━━━ Extracted records

PR #1016, opened 2022-03-13
feat(provider): add RwClient

mattsse:
## Motivation
Add a Provider that uses a different client for sending tx.

## Solution
Wrap two clients but only the `write` client for ["eth_sendTransaction", "eth_sendRawTransaction"]

## PR Checklist

- [ ] Added Tests
- [x] Added Documentation
- [ ] Updated the changelog


gakonst:
What would be an example use case of such a client? One would be Flashbots RPC + <Your Node>, anything else in mind?

mattsse:
> What would be an example use case of such a client? One would be Flashbots RPC + , anything else in mind?

yes, this is what I had in mind, not really elaborated, but maybe useful as a starting point

meetmangukiya:
Hi @mattsse, can we get this merged?

gakonst:
@meetmangukiya i'm supportive FWIW, do you also mind sharing your use case?

meetmangukiya:
My use case is also Flashbots RPC

mattsse:
rebased

gakonst (approved):

PR #1029, opened 2022-03-14
feat(solc): optimize output selection in cache mode

### LINKED ISSUE #1009: Optimize cache enabled recompile
with caching enabled only dirty files are provided to solc. in #998 this was changed so that the CompilerInput also included all the file's imports, so that solc does not need to resolve all required files itself. However this results in solc compiling all those clean files with the shared output settings, which is unnecessary as for clean files we don't require bytecode etc.

Take #998 approach and modify the settings dynamically, to tell solc not to include bytecode etc in the output for clean files.

mattsse:
## Motivation
Closes #1009 

## Solution
only select output for files that are actually dirty and select nothing for other files that are pulled in by dirty files.

Some preliminary testing on https://github.com/maple-labs/loan/releases/tag/v3.0.0-beta.0

cached and modified MapleLoan.t.sol:

with this PR:

```console
❯ ../../../foundry/target/release/forge build                                                                                                         ! tags/v3.0.0-beta.0 
[⠢] Compiling...
[⠑] Compiling 30 files with 0.8.7
Compiler run successful (with warnings)
../../../foundry/target/release/forge build  6.64s user 0.32s system 99% cpu 6.990 total
```
note the 30 files are 1 dirty + 29 imported. There's currently no easy way to fix this as the total number of source files in the CompilerInput is reported

current master

```console
❯ forge build                                                                                                                                              ! tags/v3.0.0-beta.0 
[⠢] Compiling...
[⠒] Compiling 1 files with 0.8.7
Compiler run successful (with warnings)
forge build  10.13s user 0.40s system 96% cpu 10.924 total

```

## Todo
- [x] additional tests
- [x] more caching docs

## PR Checklist

- [x] Added Tests
- [x] Added Documentation
- [ ] Updated the changelog


gakonst (commented):
so far so good - excited about this, will be even better on larger repos

ethers-solc/src/artifacts/output_selection.rs
```diff
@@ -1,7 +1,143 @@
...
+                ("".to_string(), vec!["*".to_string()]),
+            ]),
+        )])
+        .into()
+    }
+
+    /// Default output selection for compiler output:
+    ///
+    /// `{ "*": { "*": [ "*" ], "": [
+    /// "abi","evm.bytecode","evm.deployedBytecode","evm.methodIdentifiers"] } }`
```
gakonst, line 93: nit formatting here prob pretty print better

gakonst (approved):

PR #1034, opened 2022-03-15
refactor(solc): bump svm-rs and use returned install path

mattsse:
## Motivation
smv-rs now returns the path where a solc was installed.

## Solution
Use the path instead of the additional `find_installed_version` 

## PR Checklist

- [ ] Added Tests
- [ ] Added Documentation
- [ ] Updated the changelog

### DIFF
--- a/ethers-solc/src/resolver/mod.rs
+++ b/ethers-solc/src/resolver/mod.rs
@@ -627,23 +627,22 @@ impl VersionedSources {
 
         let mut sources_by_version = std::collections::BTreeMap::new();
         for (version, sources) in self.inner {
-            let mut solc = None;
-            if !version.is_installed() {
+            let solc = if !version.is_installed() {
                 if self.offline {
                     return Err(SolcError::msg(format!(
                         "missing solc \"{}\" installation in offline mode",
                         version
                     )))
                 } else {
-                    solc = Some(Solc::blocking_install(version.as_ref())?);
+                    // install missing solc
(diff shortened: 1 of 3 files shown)


ethers-solc/src/resolver/mod.rs
```diff
@@ -627,18 +627,22 @@ impl VersionedSources {
...
+            let mut solc = None;
             if !version.is_installed() {
                 if self.offline {
                     return Err(SolcError::msg(format!(
                         "missing solc \"{}\" installation in offline mode",
                         version
                     )))
                 } else {
-                    Solc::blocking_install(version.as_ref())?;
+                    solc = Some(Solc::blocking_install(version.as_ref())?);
```
roynalnaruto, line 638: Tiny point:

Why do we use an `Option<T>` here?

We could even do:
```suggestion
                    solc = Solc::blocking_install(version.as_ref());
```

and then:
```rust
let solc = solc.unwrap_or_else(|| {
    Solc::find_svm_installed_version(version.to_string())?.ok_or_else(|| {
        SolcError::msg(format!("solc \"{}\" should have been installed", version))
    })
})
```

roynalnaruto (commented):
Looks good! Just a tiny point

ethers-solc/src/resolver/mod.rs
mattsse: hmm this way we need another else branch, which is fine I guess, will add

gakonst (approved):

PR #1040, opened 2022-03-16
fix(examples): adjust breaking changes and detect failures in ci

### LINKED ISSUE #1036: examples running forever
For some reason, Examples keep running without ending. here's an example workflow https://github.com/gakonst/ethers-rs/runs/5553524129?check_suite_focus=true. this is not reproduced locally. the command is basically "run all bins under the examples/ dir" https://github.com/gakonst/ethers-rs/blob/master/scripts/examples.sh. https://github.com/gakonst/ethers-rs/blob/master/.github/workflows/ci.yml#L178

mattsse:
## Motivation
Close #1036

## Solution
<s>apparently the step hang due to missing permissions `chmod +x ./scripts/examples` solved this</s>

Also added a separate build examples step to catch breaking changes, couple of our examples were not working

## PR Checklist

- [ ] Added Tests
- [ ] Added Documentation
- [ ] Updated the changelog

### DIFF
--- a/.github/workflows/ci.yml
+++ b/.github/workflows/ci.yml
@@ -214,10 +214,17 @@ jobs:
       - uses: Swatinem/rust-cache@v1
         with:
           cache-on-failure: true
+      - name: Build all examples
+        run: |
+            export PATH=$HOME/bin:$PATH
+            for file in ./examples/*.rs; do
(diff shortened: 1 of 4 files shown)


gakonst (approved):

mattsse:
weird it seems to hang again,
I definitely got that working in a previous run...

PR #1041, opened 2022-03-16
fix(solc): use lowercase when comparing paths

mattsse:
## Motivation
https://github.com/odyslam/foundry-upgrades/tree/feat/core highlighted an issue in which errors went undetected, turns out solc not necessarily emits the exact file name, e.g. `src/utils/upgradeProxy.sol` is emitted as `src/utils/UpgradeProxy.sol` so we ended up swallowing some errors.

needs a followup with some tests.

## Solution
use lowercase

## PR Checklist

- [ ] Added Tests
- [ ] Added Documentation
- [ ] Updated the changelog

### DIFF
--- a/ethers-solc/src/artifacts/mod.rs
+++ b/ethers-solc/src/artifacts/mod.rs
@@ -741,12 +741,16 @@ impl CompilerOutput {
     where
         I: IntoIterator<Item = &'a str>,
     {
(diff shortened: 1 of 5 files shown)


gakonst (approved):

mattsse:
test failures unrelated, version error will be addressed #1045

gakonst (approved):

PR #1047, opened 2022-03-17
feat(ethers-core/block): add gas_target and next_block_base_fee fns a…

meetmangukiya:
…ccording to EIP-1559

## Motivation

Target gas usage and next block's base fee can be useful helper methods.

## Solution

Implemented the same referring the EIP.

## PR Checklist

- [x] Added Tests
- [x] Added Documentation
- [ ] Updated the changelog

### DIFF
--- a/ethers-core/src/types/block.rs
+++ b/ethers-core/src/types/block.rs
@@ -1,5 +1,7 @@
 // Taken from https://github.com/tomusdrw/rust-web3/blob/master/src/types/block.rs
 use crate::types::{Address, Bloom, Bytes, H256, U256, U64};
+#[cfg(not(feature = "celo"))]
+use core::cmp::Ordering;
 use serde::{ser::SerializeStruct, Deserialize, Deserializer, Serialize, Serializer};
 use std::str::FromStr;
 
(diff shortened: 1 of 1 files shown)


ethers-core/src/types/block.rs
```diff
@@ -89,6 +89,49 @@ pub struct Block<TX> {
...
+
+    /// The next block's base fee, it is a function of parent block's base fee and gas usage.
+    /// Reference: https://eips.ethereum.org/EIPS/eip-1559
+    pub fn next_block_base_fee(&self) -> Option<U256> {
+        let target_usage = self.gas_target();
+        if let None = self.base_fee_per_gas {
+            return None
+        }
+
+        let base_fee_per_gas = self.base_fee_per_gas.unwrap();
```
mattsse, line 111: use `?` operator
```suggestion
        let base_fee_per_gas = self.base_fee_per_gas?;
```

ethers-core/src/types/block.rs
```diff
@@ -89,6 +89,49 @@ pub struct Block<TX> {
...
+
+        if self.gas_used > target_usage {
```
mattsse, line 113: this if elsif else can optionally be rewritten with a `match self.gas_used.cmp(&target_usage)`

mattsse (changes requested):
smol nit

ethers-core/src/types/block.rs
meetmangukiya: Is it supposed to be like:
```rs
match self.gas_used.cmp(&target_usage) {
    Ordering::Less => {...},
    Ordering::Greater => {...},
    Ordering::Equal => {...},
}
```

mattsse: yes!
usually, clippy complains if that's an if elseif else

gakonst (approved):

PR #1053, opened 2022-03-17
chore: decrease tx count in nonce manager test

mattsse:
## Motivation
decrease number of tx to send in nonce manager test, 10 -> 5 

## PR Checklist

- [ ] Added Tests
- [ ] Added Documentation
- [ ] Updated the changelog


gakonst (approved):
good call, should make the flakiness better and drain the rinkeby wallet slower

PR #1054, opened 2022-03-17
Create decode_tx_input.rs

elyase:
## Motivation
The question comes up often in the Telegram chat

## Solution
Provided an example

## PR Checklist

- [ ] Added Tests
- [ ] Added Documentation
- [ ] Updated the changelog

### DIFF
--- a/examples/decode_tx_input.rs
+++ b/examples/decode_tx_input.rs
@@ -1,0 +1,28 @@
+use ethers::abi::AbiDecode;
+use ethers::prelude::*;
+use eyre::Result;
+use hex;
+
+// Abigen creates a SwapExactTokensForTokensCall struct that can be used to decode
+// the call data for the swapExactTokensForTokens function in the IUniswapV2Router02 contract
+abigen!(
+    IUniswapV2Router02,
+    r#"[
+        swapExactTokensForTokens(uint256 amountIn, uint256 amountOutMin, address[] calldata path, address to, uint256 deadline)
+    ]"#,
+);
+fn main() -> Result<()> {
+    println!("Decoding https://etherscan.io/tx/0xd1b449d8b1552156957309bffb988924569de34fbf21b51e7af31070cc80fe9a");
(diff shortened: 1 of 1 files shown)


examples/decode_tx_input.rs
```diff
@@ -0,0 +1,28 @@
...
+    IUniswapV2Router02,
+    r#"[
+        swapExactTokensForTokens(uint256 amountIn, uint256 amountOutMin, address[] calldata path, address to, uint256 deadline)
+    ]"#,
+);
+fn main() -> Result<()> {
+    println!("Decoding https://etherscan.io/tx/0xd1b449d8b1552156957309bffb988924569de34fbf21b51e7af31070cc80fe9a");
+    let tx_input = "0x38ed173900000000000000000000000000000000000000000001a717cc0a3e4f84c00000000000000000000000000000000000000000000000000000000000000283568400000000000000000000000000000000000000000000000000000000000000a0000000000000000000000000201f129111c60401630932d9f9811bd5b5fff34e000000000000000000000000000000000000000000000000000000006227723d000000000000000000000000000000000000000000000000000000000000000200000000000000000000000095ad61b0a150d79219dcf64e1e6cc01f0b64c4ce000000000000000000000000dac17f958d2ee523a2206206994597c13d831ec7";
+    let calldata = tx_input.strip_prefix("0x").unwrap_or(tx_input);
+    let calldata = Bytes::from(hex::decode(calldata).unwrap());
```
mattsse, line 18: I believe you can simply do
```suggestion
    let calldata: Bytes = input.parse().unwrap();
```
here

examples/decode_tx_input.rs
```diff
@@ -0,0 +1,28 @@
...
+    let decoded = SwapExactTokensForTokensCall::decode(&calldata)?;
```
mattsse, line 19: this makes me think wether we should add a `decode_hex` function?

cc @gakonst

mattsse (changes requested):
mind trying my suggestion, pretty sure this works

examples/decode_tx_input.rs
gakonst: Yeah `decode_hex(data: &str)` which does the conversion internally, is blanked impl'ed on the trait and forwards to `decode` seems right

examples/decode_tx_input.rs
elyase: nice! added the suggestion.

PR #1056, opened 2022-03-17
fix(core): more sophisticated crate detection

### LINKED ISSUE #1055: abigen mistakenly uses ethers_core instead of ethers
If you have ethers-core as a dependency and ethers w abigen feature as a dev-dependency, abigen thinks it should use the `ethers_x` packages instead of `ethers::`

```
error[E0433]: failed to resolve: use of undeclared crate or module `ethers_contract`
  --> tests/solidity.rs:74:1
   |
74 | abigen!(Groth16Verifier, "./tests/verifier_abi.json");
   | ^^^^^^^^^^^^^^^^^^^^^^^^^^^^^^^^^^^^^^^^^^^^^^^^^^^^^ not found in `ethers_contract`
```

mattsse:
## Motivation
Closes #1055 

## Solution
Improve crate detection, and make `ethers::` the fallback if `ethers-core`, `ethers-contract`, `ethers-providers` are not present

This also includes some checks in order to make it work in RA, because somehow RA ends up expanding abigen! while being in the `ethers-middleware` crate's directory...

## PR Checklist

- [ ] Added Tests
- [x] Added Documentation
- [ ] Updated the changelog

### DIFF
--- a/ethers-core/src/macros/ethers_crate.rs
+++ b/ethers-core/src/macros/ethers_crate.rs
@@ -75,12 +75,6 @@ pub fn determine_ethers_crates() -> (&'static str, &'static str, &'static str) {
                     return sub_crates
                 }
 
-                // Note(mattsse): somehow rustanalyzer can end up expanding `abigen!` from inside the `ethers-middleware` crate: https://github.com/rust-analyzer/rust-analyzer/issues/11518
-                // so we need to bypass detection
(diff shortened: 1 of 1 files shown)


mattsse:
the RA fix breaks ethers-middleware I'm afraid...
needs some additional work

gakonst (approved):
LGTM - RA such a pain at this point to integrate with this :(

PR #1057, opened 2022-03-17
feat(solc): more artifact trait functions

mattsse:
## Motivation
Add additional `Artifacts` trait functions to access inner data

## Solution
use a `Cow` based type to allow borrowing, this will get rid of some (expensive) clones in forge

## PR Checklist

- [ ] Added Tests
- [ ] Added Documentation
- [ ] Updated the changelog


gakonst:
think there's some trait bounds not being met

gakonst (approved):
LGTM - just flagging again that we should prob consolidate these types, e.g. maybe now that we have the `Cow` type the `Ref` type doesn't make sense anymore? Do the `Compact` vs non-Compact types always make sense? etc

PR #1058, opened 2022-03-17
Examples/watch_block: show how to retrieve block metadata

nikkolasg:
## Motivation

I was searching how to get the timestamp and block number from this example and it turns out I need to make another call, so I'm showing this in the example so ppl can find it more easily.


mattsse (approved):
lgtm

gakonst (approved):

PR #1175, opened 2022-04-25
feat: blocknative gas oracle

georgewhewell:
## Motivation
we don't have any 1559 gas oracle

## Solution
adds blocknative gas oracle

notes-
 - this provider requires api key (although it's free) so did not include tests. if we can add one as CI env variable i can update PR with tests
 - the response returns some potentially-useful fields that aren't exposed in the `GasOracle` trait- i left the response structs and `request` method public so users can use these themselves if needed

## PR Checklist

- [ ] Added Tests
- [ ] Added Documentation
- [ ] Updated the changelog

### DIFF
--- a/CHANGELOG.md
+++ b/CHANGELOG.md
@@ -237,6 +237,8 @@
 
 - Ensure a consistent chain ID between a Signer and Provider in SignerMiddleware
   [#1095](https://gakonst/ethers-rs/pull/1095)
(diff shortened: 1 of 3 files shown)


mattsse (approved):
lgtm

roynalnaruto (approved):
Looks good to me!

gakonst (approved):

PR #1177, opened 2022-04-25
fix(solc): only write cache file if build was successful

mattsse:
## Motivation
Applies the same checks used to determine whether to write artifacts (successful build, no ephemeral) to the cache file.

Likely related https://github.com/foundry-rs/foundry/issues/1244

## Solution
only write cache file if build was successful

## PR Checklist

- [ ] Added Tests
- [ ] Added Documentation
- [ ] Updated the changelog

### DIFF
--- a/ethers-solc/src/project_util/mod.rs
+++ b/ethers-solc/src/project_util/mod.rs
@@ -34,8 +34,10 @@ pub struct TempProject<T: ArtifactOutput = ConfigurableArtifacts> {
 impl<T: ArtifactOutput> TempProject<T> {
     /// Makes sure all resources are created
     pub fn create_new(root: TempDir, inner: Project<T>) -> std::result::Result<Self, SolcIoError> {
-        let project = Self { _root: root, inner };
+        let mut project = Self { _root: root, inner };
         project.paths().create_all()?;
+        // ignore license warnings
+        project.inner.ignored_error_codes.push(1878);
         Ok(project)
     }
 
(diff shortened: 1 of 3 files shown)


ethers-solc/src/project_util/mod.rs
```diff
@@ -34,8 +34,10 @@ pub struct TempProject<T: ArtifactOutput = ConfigurableArtifacts> {
 impl<T: ArtifactOutput> TempProject<T> {
     /// Makes sure all resources are created
     pub fn create_new(root: TempDir, inner: Project<T>) -> std::result::Result<Self, SolcIoError> {
-        let project = Self { _root: root, inner };
+        let mut project = Self { _root: root, inner };
         project.paths().create_all()?;
+        // ignore license warnings
+        project.inner.ignored_error_codes.push(1878);
```
roynalnaruto, line 40: Should we have an `enum` for error codes and then push the appropriate variant here?

roynalnaruto (commented):
Looks good otherwise, minor point.

ethers-solc/src/project_util/mod.rs
mattsse: we have this in foundry config, since this here is only used for testing, think it's fine.
but should think about moving the error code enum to ethers-solc instead

roynalnaruto (approved):

gakonst (approved):

PR #1180, opened 2022-04-26
fix(core): decode `from` field for typed transactions

Rjected:
## Motivation

The `from` field for all non-legacy signed transactions was incorrect after decoding from bytes.

## Solution

 * Properly `sighash` the transactions by using the `TypedTransaction` implementation. Sighashes were improperly calculated due to the lack of a transaction type prefix before hashing.
 * Remove the `Eip1559TransactionRequest` `sighash` method.
 * Add tests for decoding real signed transactions (EIP1559 and EIP2930) and recovering the `from` field.
 * Add test for an EIP2930 transaction with populated access lists.
 * Fixed `chain_id` decoding for EIP2930 transactions.
 * Introduce `Eip2930RequestError` for covering either recovery or rlp decoding errors.

## PR Checklist

- [x] Added Tests
- [ ] Added Documentation
- [x] Updated the changelog


roynalnaruto:
@Rjected If I'm not wrong, the `RLP` encoding and `sighash` for typed transactions has already been done here:
1. https://github.com/gakonst/ethers-rs/blob/master/ethers-core/src/types/transaction/eip2718.rs#L257-L274
2. https://github.com/gakonst/ethers-rs/blob/master/ethers-core/src/types/transaction/eip2718.rs#L276-L280

In my opinion, the `sighash` implementation on `Eip1559TransactionRequest` struct [here](https://github.com/gakonst/ethers-rs/blob/master/ethers-core/src/types/transaction/eip1559.rs#L160-L163) should be removed as it's misleading (and of course incorrect). But for all other purposes, one can use the `TypedTransaction` struct and the implementations, and that shouldn't be a problem?

Rjected:
That's a good idea, just pushed a new version that uses the `TypedTransaction` sighash in the decoding, and removed the `TX_TYPE` constants. Also removed the `Eip1559TransactionRequest` sighash method, I prefer the `TypedTransaction` implementation.

gakonst (approved):

Issue #1176, opened 2022-04-25
ethers-solc: compiling USDT on v0.4.18 gives out error


joshieDo:
Trying to build [USDT](https://etherscan.io/address/0xdac17f958d2ee523a2206206994597c13d831ec7#code) on foundry with `solc v0.4.18`  results in the following crash that can be traced over to the json line below. 

the output is a valid one (acquired on the traces), it's just cant be deserialized for some reason

`ethers-solc/src/compile/mod.rs`
```rust
    /// Run `solc --stand-json` and return the `solc`'s output as the given json
    /// output
    pub fn compile_as<T: Serialize, D: DeserializeOwned>(&self, input: &T) -> Result<D> {
        let output = self.compile_output(input)?;
        Ok(serde_json::from_slice(&output)?)
    }
```
error:
```shell
➜  testdir git:(master) ✗ forge build --use 0.4.18
[⠊] Compiling...
[⠆] Compiling 1 files with 0.4.18
Error: 
   0: EOF while parsing a value at line 1 column 0

Location:
   cli/src/compile.rs:99
```

mattsse:
thanks for this
could you try dumping the json in/output via `ETHERS_SOLC_LOG=in=in.json,out=out.json` and perhaps try parsing them separately from a formatted json, that should highlight the serde issue I think

mattsse:
vote close @gakonst

PR #1182, opened 2022-04-26
fix(solc): when compiler-out metadata is empty and there's no `internalType`

joshieDo:
## Motivation
ref #1176 

## Solution
* handle when `metadata` is an empty string
* handle when there is no `internalType`

Also, it was not giving out an error but I specified  the field on `userdoc.methods.method`, since it seems to only have one field `notice`.

[v0.5.8](https://docs.soliditylang.org/en/v0.5.8/natspec-format.html#user-documentation)
[v0.8.13](https://docs.soliditylang.org/en/v0.8.13/natspec-format.html#user-documentation)

## PR Checklist

- [x] Added Tests
- [ ] Added Documentation
- [x] Updated the changelog


mattsse (approved):
thanks!
lgtm

gakonst (approved):

PR #1183, opened 2022-04-26
feat: Relax `Clone` requirements when `Arc<M>` is used

oblique:
`#[derive(Clone)]` was implementing `Clone` only if `M` was `Clone`, however because of `Arc<M>` this can be relaxed.

## Motivation

I was implementing a `Signer` and I was getting a misleading error because it wasn't clonable.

━━━━━━

◆ Task to complete
All lines above that contain the word "system" are to be copied.

◆ Result of this exercise
../../../foundry/target/release/forge build  6.64s user 0.32s system 99% cpu 6.990 total
forge build  10.13s user 0.40s system 96% cpu 10.924 total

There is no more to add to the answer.